Вот такого размера – я вообще опешил, опешил – ш-ш-ж-ж-ж – ее ведь очень сложно поймать, очень сложно, сложно – ж-ж-ж-ж-ж – вот такого размера
Сергей, это Сергей! Но я не вижу лица… Только слышу и ж-ж-ж-ж-ж-ж-ж-ж-ж, лопасти работают, работают! Он такой радостный был Николька мой сын все ходил и ходил туда-сюда все ходил – колесом велосипеда ее переехал – ходил ходил не мог остановиться, представляешь? Это было на закате, закате…
У стрекозы глаза как два микрофона, слепые.
Лопасти, лопасти работают, работают!
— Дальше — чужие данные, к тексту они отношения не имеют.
PR #4058, opened 2026-02-20
ci: split lint and test into separate jobs

### LINKED ISSUE #4057: [Feature]: Split lint and test into separate CI jobs
### Problem Statement

The current CI workflow uses a single `build` job with a matrix strategy to run both `lint` and `test`. However, the lint job doesn't need PostgreSQL, Memcached, or any system packages — it just runs `flake8` to check code style.

Because both jobs share the same configuration, the lint job:
- Starts PostgreSQL container (unnecessary)
- Starts Memcached container (unnecessary)
- Waits for service healthchecks (wasted time)
- Runs on `ubuntu-24.04` with heavy setup (overkill)

This adds ~60-90 seconds of unnecessary overhead to every lint run.

## Proposed Solution

Split into two separate jobs:

**Lint job (lightweight):**
- Uses `ubuntu-latest`
- Uses Python 3.10 via `actions/setup-python`
- No services needed
- Only installs flake8
- 10 minute timeout

**Test job (full setup):**
- Uses `ubuntu-24.04`
- Uses Python 3.7 via deadsnakes
- PostgreSQL and Memcached services
- Full dependency installation
- 30 minute timeout

Jobs run in parallel for faster overall feedback.

## Alternatives Considered

- **Keep matrix but conditionally start services** — Not supported by GitHub Actions
- **Use job-level `if` conditions** — Still starts the runner with all config
- **Keep as-is** — Works but wastes compute resources

## Additional Context

- Lint will complete in ~30 seconds vs ~90+ seconds currently
- Total wall-clock time reduced due to parallel execution
- Clearer failure messages ("lint failed" vs "test failed")
- Affected file: `.github/workflows/tests.yml`

Arnav1709:
## Description

Splits the CI workflow into two separate jobs: a lightweight `lint` job and a full `test` job. Currently, both run in a shared `build` job with PostgreSQL and Memcached services, even though lint doesn't need any of these.

**Before:** Single `build` job with matrix → lint waits for unnecessary service startup
**After:** Separate `lint` and `test` jobs → lint runs fast, both execute in parallel

## Related Issue

Closes #4057

## Type of Change

- [ ] Bug fix
- [ ] New feature
- [ ] Breaking change
- [ ] Documentation update
- [ ] Refactor / cleanup
- [x] CI/CD or build change

## Testing

- [x] Existing tests pass
- [x] Manually verified

## Checklist

- [x] Self-reviewed the code

### DIFF
--- a/.github/workflows/tests.yml
+++ b/.github/workflows/tests.yml
@@ -28,14 +28,16 @@ concurrency:
 permissions:
   contents: read
 
-env:
-  PYTHON_VERSION: '3.7'
 
 jobs:
   test:
-    name: Test (Python 3.7)
+    name: Test (Python ${{ matrix.python-version }})
     runs-on: ubuntu-24.04
     timeout-minutes: 30
+    strategy:
+      fail-fast: false
+      matrix:
+        python-version: [3.7]
     services:
       postgres:
         image: postgres:10.8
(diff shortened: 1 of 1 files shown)


.github/workflows/tests.yml
```diff
@@ -15,8 +15,22 @@ permissions:
...
+    timeout-minutes: 10
+    steps:
+    - uses: actions/checkout@v4
+    - uses: actions/setup-python@v5
+      with:
+        python-version: '3.10'
+    - name: Install flake8
+      run: pip install flake8
+    - name: Run lint
+      run: deploy/lint
```
willgearty: At this point, should we just move this to a separate file?

.github/workflows/tests.yml
```diff
@@ -34,49 +48,34 @@ jobs:
...
+      PYTHON_VERSION: 3.7
 
     steps:
     - uses: actions/checkout@v4
-    - name: Set up Python ${{ matrix.python-version }}
+    - name: Set up Python 3.7
       uses: deadsnakes/action@v3.2.0
       with:
-        python-version: ${{ matrix.python-version }}
+        python-version: 3.7
```
willgearty: Could you use the environment variable for instances of 3.7 so we only have to change the version number in one place in the future?

willgearty (changes requested):
Looks good, just a couple requests. Thanks!

.github/workflows/tests.yml
Arnav1709: Done. Moved lint to .github/workflows/lint.yml with its own concurrency group.

.github/workflows/tests.yml
Arnav1709: I have done the requested changes

Arnav1709: The job name field doesn't support ${{ env }} context in GitHub Actions (only matrix context is available at the job level), so the version is hardcoded in the display name only. All functional references (setup-python, cache keys, etc.) use ${{ env.PYTHON_VERSION }} as requested.

willgearty: I think I would just go back to using
```
matrix:
  python-version: [3.7]
```
I know it seems weird to use a matrix just for a single version, but it's possible we'll want to test on multiple versions in the version.

Arnav1709: done

willgearty (approved):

Он такой радостный был, Николька, мой сын, все ходил и ходил туда-сюда, все ходил, ходил ……………………………………………………………………………………………………
Все исчезает. Я снова просто смотрю на речку.
На стрекозу над настилом зеленой ряски… ступить на него? Под ним совсем невидно воды – ряска как ковер.
Стрекоза над водой. Сейчас она – над шариком физалиса. Она движется как запрограммированная. А я будто держу пульт управления с антенной. Метнулась – висит над борщевиком; метнулась – над кувшинкой; метнулась – над шариком физалиса; метнулась – над борщевиком, метнулась – висит над кувшинкой…
И вдруг представляю лицо Сергея. Такая странная, безумная ухмылка у него. Таращит глаза – как от вздорного удивления или глупости. А его щеки и лоб как бы засвечены воспаленными полосками солнечного света.
– Может это мои ноги?.. – произносит он.
– Что? – слышу свой вопрос.
– Я подумал… может, это мои ноги? – повторяет Сергей этим одуревшим голосом.
– Что?
Удивленная, одуревшая улыбка на лице.
– Мой сын проехал велосипедом… я подумал, может это мои ноги? Я тогда не смог бы все время ходить туда-сюда.
А позади Сергеевой головы – участок. И все вокруг в этом воспаленном, бело-розовом свете. И еще справа – часть облепиховой ветви. Тоже засвечена странным, больным светом. Ветвь… словно в больном, жарком снегу.
– Что? – опять мой вопрос.
А лопасти работают опять работают в голове жарко жарко размалывают…
Ветвь облепихи? Откуда? У Сергея ведь нет никаких деревьев на участке…
Воспаление. Больной свет, который передается и в мозг…
Снова смотрю на речку. Стрекозы невидно – она в трубе. Сейчас вылетит наружу.